*EXTRACTED RECORDS:*
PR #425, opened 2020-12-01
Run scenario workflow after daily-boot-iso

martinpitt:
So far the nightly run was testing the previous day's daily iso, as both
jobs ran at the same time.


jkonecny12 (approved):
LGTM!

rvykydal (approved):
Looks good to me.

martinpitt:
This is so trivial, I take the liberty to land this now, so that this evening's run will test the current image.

==

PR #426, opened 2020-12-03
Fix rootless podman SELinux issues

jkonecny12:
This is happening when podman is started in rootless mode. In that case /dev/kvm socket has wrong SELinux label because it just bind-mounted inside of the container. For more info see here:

...

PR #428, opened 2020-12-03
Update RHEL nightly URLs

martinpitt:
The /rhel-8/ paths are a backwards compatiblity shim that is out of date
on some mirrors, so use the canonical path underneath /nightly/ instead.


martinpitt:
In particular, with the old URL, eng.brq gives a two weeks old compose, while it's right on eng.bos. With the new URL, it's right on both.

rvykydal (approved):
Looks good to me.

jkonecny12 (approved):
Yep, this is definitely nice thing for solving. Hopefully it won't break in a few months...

*WORK INSTRUCTION:* Print again the lines of the entries above that fall between the line holding "PR #425, opened 2020-12-01" and the line holding "This is so trivial, I", inclusive, exactly as they stand.

*RESPONSE BOX:*
PR #425, opened 2020-12-01
Run scenario workflow after daily-boot-iso

martinpitt:
So far the nightly run was testing the previous day's daily iso, as both
jobs ran at the same time.


jkonecny12 (approved):
LGTM!

rvykydal (approved):
Looks good to me.

martinpitt:
This is so trivial, I take the liberty to land this now, so that this evening's run will test the current image.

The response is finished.